[Stored dataset items]
========
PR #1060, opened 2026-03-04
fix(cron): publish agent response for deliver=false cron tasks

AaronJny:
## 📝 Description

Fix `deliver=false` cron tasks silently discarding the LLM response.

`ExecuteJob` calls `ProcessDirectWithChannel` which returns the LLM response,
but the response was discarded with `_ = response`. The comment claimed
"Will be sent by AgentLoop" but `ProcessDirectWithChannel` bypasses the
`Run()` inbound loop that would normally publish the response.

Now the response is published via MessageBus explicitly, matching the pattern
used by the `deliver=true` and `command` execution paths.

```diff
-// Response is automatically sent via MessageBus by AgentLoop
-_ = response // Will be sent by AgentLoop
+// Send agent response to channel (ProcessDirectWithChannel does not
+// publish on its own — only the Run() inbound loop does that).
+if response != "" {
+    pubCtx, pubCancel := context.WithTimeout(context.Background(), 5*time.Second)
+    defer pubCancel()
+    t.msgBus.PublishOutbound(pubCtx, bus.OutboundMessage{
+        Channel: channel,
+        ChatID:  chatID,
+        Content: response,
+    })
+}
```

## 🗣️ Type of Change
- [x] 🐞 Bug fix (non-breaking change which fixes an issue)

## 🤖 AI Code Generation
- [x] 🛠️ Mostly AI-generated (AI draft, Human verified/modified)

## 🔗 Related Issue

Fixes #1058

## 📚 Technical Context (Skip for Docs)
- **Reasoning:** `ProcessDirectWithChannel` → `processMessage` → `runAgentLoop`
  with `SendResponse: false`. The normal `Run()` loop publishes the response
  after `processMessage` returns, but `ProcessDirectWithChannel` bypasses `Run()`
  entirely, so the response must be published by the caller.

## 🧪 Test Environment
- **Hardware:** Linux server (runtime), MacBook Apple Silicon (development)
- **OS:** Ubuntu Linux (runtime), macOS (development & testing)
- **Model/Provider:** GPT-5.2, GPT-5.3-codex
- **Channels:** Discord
========
> EXERCISE PROMPT
Across the records above, tally the lines that contain "runtime" and return the number alone.

> OUTPUT OF THE EXERCISE
2